Availability and use of ethnicity data for UK health research

Kaisa Puustinen

Article by Rohini Mathur, Emily Grundy and Liam Smeeth (PATHWAYS node, London School of Hygiene and Tropical Medicine and University of Cambridge). This article appears in the Summer 2013 issue of MethodsNews newsletter (opens a .pdf file).

In the UK, minority ethnic groups experience higher rates of disease, with earlier onset and worse outcomes than the 'White British' population. This makes studying ethnic variations in health very important and, as described here, and in our recent working paper, improvements in data availability now mean there is much greater potential for doing this than in the past.

The concept of ethnicity is completely divorced from that of race. Ethnicity is now understood to be a much broader self-identification, encompassing a range of socially constructed characteristics. Ethnic self-identity can be fluid over time, responding to political and cultural forces.

Just as ethnic identity can be context and time dependent, so too can the relevance of ethnic categories used to define population groups of interest. In the UK, and indeed worldwide, a pragmatic approach has been undertaken to create ethnic categories for research which are simple to interpret, though their meanings may not remain stable over time. Ethnic groups themselves should not be considered to be homogeneous as it is well established that high level groupings can conceal significant heterogeneity. In both the USA and the UK it has been acknowledged that the ethnic categories used in official statistics are, to some extent, arbitrary and have been selected primarily for pragmatic reasons. Provided that researchers recognize the limitations of categories and approach them critically, the study of ethnic differences can provide vital information about the patterns of health and social indicators and provide an essential foundation for tackling inequalities.

Graph: Proportion of UK practices achieving 100% ethnicity recording for all newly registered patients. Graph produced using freely available NHS data from http://gpcontract.co.ukGraph: Proportion of UK practices achieving 100% ethnicity recording for all newly registered patients. Graph produced using freely available NHS data from GP Contract.


Ethnicity data in computerised health records

The computerization of health records across the NHS has generated enormous potential for population based research into the relationship between ethnicity and health in the UK. Though ethnicity data has been collected electronically since 1991, until recently, the usability of ethnicity data coded in electronic health records was low. Critically, thanks to a scheme of financial incentivisation under the Quality and Outcomes Framework, self-reported ethnicity data has been available for over 90% of newly registered patients since 2011.

For researchers who wish to conduct population based research into patterns of health care usage and outcomes across the UK, population based databases such as the Clinical Practice Research Datalink (CPRD), The Health Improvement Network Database (THIN) and the QRESEARCH databases provide anonymised routine health records on patients from a representative sample of general practices from across the UK. For research into hospital care and outcomes, the hospital episode statistics for England (HES) supply comparable data for all patients admitted to NHS hospitals, with ethnicity recording reported as being over 90% for all inpatient finished consultant episodes.

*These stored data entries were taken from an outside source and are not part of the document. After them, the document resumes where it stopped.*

PR #2389, opened 2022-09-12
[#2295] `VaDataTable` scroll events

### LINKED ISSUE #2295: Emit events in `va-data-table` when the scroll exceeds the top or bottom

RVitaly1978:
## Description
close #2295

changes:
- [x] add props `scrollTopMargin` and `scrollBottomMargin` (type `number`)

Though the quality and completeness of ethnicity data in routine primary and secondary care records has steadily improved over the past decade, they have not been extensively used for research into ethnic inequalities in health. A review in April 2012 of studies using the four databases described above identified only 15 peer-reviewed articles which described the use of patient level self-reported ethnicity in exploring differentials in health care usage, disease prevalence, and disease risk.

Microdata from the Census

A further source of population based ethnicity data for health research is the Census. Two particular census outputs of interest when examining health outcomes and ethnicity are the Samples of Individual Person-Level records (SARs) and the Office for National Statistics (ONS) Longitudinal study of England and Wales (LS). While the SARs data provide large cross-sectional cuts of the Census return, The ONS LS can be linked over time to examine trends and changes in the ethnic profile of the population and related trends in morbidity and mortality.

One emerging area where routine ethnicity data can be used to great benefit is that of chronic disease management. Though research into ethnic disparities is on-going, this has yet to be translated into concrete guidance for managing conditions differentially by ethnic group. A further use of routinely recorded ethnicity data is within pragmatic clinical trials, which use electronic health databases to examine the efficacy of widely prescribed interventions across a vast number of patients, for a lower cost than traditional clinical trials. Finally, linkage of these datasets to additional health and social data, as is currently on-going in the CPRD, will allow us to fully explore the relationship between ethnicity and the wider determinants of health.